他们最后一次去了天台。初夏的晚风带着燥热,吹不散心头的沉重。“晚晚,

”周屿的声音有些沙哑,他不敢看她的眼睛,只盯着远处模糊的山影,

“我…可能去不了北京了。”他理想的大学在那里。林晚的心猛地一沉,

攥紧了拳头:“那…你想去哪里?”“南方,G大。他们的地质专业也很强,

而且…录取线低一些。我爸妈…也希望我稳妥一点。”周屿的声音越来越低。

G大在千里之外。沉默像墨汁一样晕染开来,吞噬了蝉鸣和风声。

“所以…我们…”林晚的声音带着不易察觉的颤抖。“晚晚,”周屿终于转过头,

眼神里是痛苦和决绝,“我们不能拖累彼此。你的目标是清北,你要去最好的地方。

我的路……可能会很绕,很远。如果我们现在……绑在一起,你会分心,我也会……不甘心。

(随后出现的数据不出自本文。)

PR #1756, opened 2024-07-19
Completions use `import` instead of `open`; Make completions `Main`-shortcut aware

sezna:
In the below video, you'll notice:
1. The namespace `Main` is omitted from auto-imports when it is in a dependency
2. We use auto-imports instead of auto-opens
3. I also found a bug where completions wouldn't populate if your namespace is the same as the namespace you're importing from. This made sense before we had external packages, but now, it is very common that you'll be in `Main` and importing something from another namespace called `Main`

https://github.com/user-attachments/assets/0508ceef-2b20-4ffb-a52d-5417cc348bc2

### DIFF
--- a/language_service/src/completion.rs
+++ b/language_service/src/completion.rs
@@ -615,12 +615,14 @@ fn format_external_name(
         vec![]
     };
 
-    if package_alias_from_manifest.is_some()
+    // if this comes from an external project's Main, then the path does not include Main
+    let item_comes_from_main_of_external_project = package_alias_from_manifest.is_some()
         && qualification.len() == 1
-        && qualification.first() == Some(&"Main".into())
-    {
-        fully_qualified_name.append(&mut qualification[1..].to_vec());
-    } else {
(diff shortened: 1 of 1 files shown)


language_service/src/completion.rs
```diff
@@ -597,22 +589,48 @@ impl CompletionListBuilder {
...
+        vec![Rc::from(&*alias.clone())]
+    } else {
+        vec![]
+    };
+
+    if package_alias_from_manifest.is_some()
+        && qualification.len() == 1
+        && qualification.first() == Some(&"Main".into())
+    {
+        fully_qualified_name.append(&mut qualification[1..].to_vec());
```
ScottCarda-MS, line 622: Since this is already predicated on qualification.len() == 1, this line will do nothing. I think you can just append the full qualification slice when the above condition is false.

ScottCarda-MS (approved):

swernli (approved):

PR #1759, opened 2024-07-19
Katas UI string review - QRNG

SoniaLopezBravo:


katas/content/random_numbers/random_number/solution.md
```diff
@@ -1,6 +1,6 @@
-We can reuse the `RandomBit` and `RandomNBits` operations from earlier exercises.
+You can reuse the `RandomBit` and `RandomNBits` operations from earlier exercises.
 
-We'll generate an $N$-bit random number by calling the `RandomNBits` operation, where $N$ is the bitsize of $max - min$. We can repeat this process until the result is less than or equal than $max - min$, and return that number plus $min$.
+YOU'll generate an $N$-bit random number by calling the `RandomNBits` operation, where $N$ is the bitsize of $max - min$. You can repeat this process until the result is less than or equal than $max - min$, and return that number plus $min$.
```
billti, line 3: Why is `YOU` capitalized? Typo maybe.

SoniaLopezBravo:
```suggestion
You'll generate an $N$-bit random number by calling the `RandomNBits` operation, where $N$ is the bitsize of $max - min$. You can repeat this process until the result is less than or equal than $max - min$, and return that number plus $min$.
```

katas/content/random_numbers/index.md
```diff
@@ -16,14 +16,14 @@ The quantum algorithm for random number generation is one of the simplest applic
 
 **What you should know to start working on this kata:**
 
-- The concept of qubit and measurement
-- Single-qubit gates
+- Basic knowledge of qubits and measurements. If you need a refresher, you can check the Qubit kata.
+- Basic knowledge of single-qubit gates. If you need a refresher, you can check the Single-Qubit Gates kata.
```
tcNickolas, line 20: Are we updating the format of how we list prerequisites to include pointers to other refresher katas? I'm reluctant to do this, since this will lead to really long lists of prerequisites, especially in the later katas that assume pretty much all single-qubit and multi-qubit katas as a given.

In this particular case, measurements needed for this kata are covered in "Measurement in Single-Qubit Systems" kata, so even for this very basic kata there are three separate prerequisites.

katas/content/random_numbers/random_bit/solution.md
```diff
@@ -1,6 +1,6 @@
-The state of single qubit can be represented as a two-dimensional column vector $\begin{bmatrix} \alpha \\ \beta \end{bmatrix}$, where $\alpha$ and $\beta$ are complex numbers that satisfy $|\alpha|^2 + |\beta|^2 = 1$. When we measure the qubit, we get either 0 with probability $|\alpha|^2$ or 1 with probability $|\beta|^2$. Essentially we can control probability of measurement outcome by setting the right amplitudes of basis states. 
+The state of single qubit can be represented as a two-dimensional column vector $\begin{bmatrix} \alpha \\ \beta \end{bmatrix}$, where $\alpha$ and $\beta$ are complex numbers that satisfy $|\alpha|^2 + |\beta|^2 = 1$. When you measure the qubit, you get either 0 with probability $|\alpha|^2$ or 1 with probability $|\beta|^2$. Essentially we can control probability of measurement outcome by setting the right amplitudes of basis states.
```
tcNickolas, line 1: There is still a leftover we in the last sentence

katas/content/random_numbers/random_bit/solution.md
```diff
@@ -1,6 +1,6 @@
...
+The state of single qubit can be represented as a two-dimensional column vector $\begin{bmatrix} \alpha \\ \beta \end{bmatrix}$, where $\alpha$ and $\beta$ are complex numbers that satisfy $|\alpha|^2 + |\beta|^2 = 1$. When you measure the qubit, you get either 0 with probability $|\alpha|^2$ or 1 with probability $|\beta|^2$. Essentially we can control probability of measurement outcome by setting the right amplitudes of basis states. 
 
-When we allocate the qubit in Q#, amplitudes $\alpha$ and $\beta$ are 1 and 0, respectively. Now our goal is set equal amplitudes for $\alpha$ and $\beta$ for absolute randomness. We can achieve that by simply applying Hadamard gate to the initial state $\ket{0}$:
+When you allocate the qubit in Q#, amplitudes $\alpha$ and $\beta$ are 1 and 0, respectively. Now your goal is set equal amplitudes for $\alpha$ and $\beta$ for absolute randomness. You can achieve that by simply applying Hadamard gate to the initial state $\ket{0}$:
```
tcNickolas, line 3:
```suggestion
When you allocate the qubit in Q#, amplitudes $\alpha$ and $\beta$ are 1 and 0, respectively. Now your goal is to set equal amplitudes for $\alpha$ and $\beta$ for absolute randomness. You can achieve that by simply applying Hadamard gate to the initial state $\ket{0}$:
```

katas/content/random_numbers/weighted_random_bit/solution.md
```diff
@@ -7,24 +7,24 @@ $$
 
 Here, $\theta$ is the angle between the state vector and the $Z$-axis, and $\phi$ is the longitude angle with respect to the $X$-axis on the Bloch sphere.
 
-Our goal is to generate $0$ or $1$ with the probability of generating a $0$ equal to $x$ and the probability of generating a $1$ equal to $1 - x$. This means that the qubit state should look like
+Your goal is to generate $0$ or $1$ with the probability of generating a $0$ equal to $x$ and the probability of generating a $1$ equal to $1 - x$. This means that the qubit state should look like
```
tcNickolas, line 10:
```suggestion
Your goal is to generate $0$ or $1$ with the probability of generating a $0$ equal to $x$ and the probability of generating a $1$ equal to $1 - x$. This means that the qubit state should look like this:
```

tcNickolas (changes requested):

katas/content/random_numbers/random_bit/solution.md
SoniaLopezBravo:
```suggestion
The state of single qubit can be represented as a two-dimensional column vector $\begin{bmatrix} \alpha \\ \beta \end{bmatrix}$, where $\alpha$ and $\beta$ are complex numbers that satisfy $|\alpha|^2 + |\beta|^2 = 1$. When you measure the qubit, you get either 0 with probability $|\alpha|^2$ or 1 with probability $|\beta|^2$. Essentially, you can control probability of measurement outcome by setting the right amplitudes of basis states. 
```

katas/content/random_numbers/index.md
SoniaLopezBravo: I see, each kata is a consequence of the previous katas. Would you be ok with a general sentence at the end of prerequisites like " if you need a refresher of these topics, check out the previous katas"?

tcNickolas: Yes. This seems intuitive when going through a sequence of tutorials, but one general sentence is better than long lists of pointers to the same katas

tcNickolas (approved):

cesarzc (approved):

DmitryVasilevsky (approved):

我们……都该去追自己的梦。”“追梦……就要分开吗?”林晚的眼泪终于落了下来,

“周屿,你害怕了吗?怕距离?还是怕……未来?”“我怕耽误你!”周屿几乎是低吼出来,

眼圈也红了,“我怕你因为我,放弃更好的机会!我怕我们……最后都变成彼此的遗憾!

”风卷起地上的尘埃,迷了眼睛。那盆小小的多肉在窗台上,在夜色里沉默着。

林晚看着他痛苦却坚定的侧脸,忽然明白了。他不是不爱,是太爱,

爱到在少年脆弱的自尊和对未来的巨大不确定面前,选择了放手,

用他认为最好的方式保护她,也逼自己背水一战。她深吸一口气,抹掉眼泪,

声音出乎意料地平静:“好。周屿,那就分开吧。去追你的山,我去攀我的峰。

我们……顶峰再见。”她伸出手,不是拥抱,而是像一个战士的约定。

周屿用力地握住她的手,指尖冰凉,却带着孤注一掷的力量:“顶峰再见,林晚。一定。

”没有撕心裂肺的争吵,没有狗血的误会,只有两个被现实和理想撕扯的少年,

在满天星辰的见证下,带着满心的不舍和巨大的勇气,亲手按下了暂停键。那晚之后,

他们真的变成了最熟悉的陌生人,仿佛那场短暂而炽热的青春序曲,从未奏响。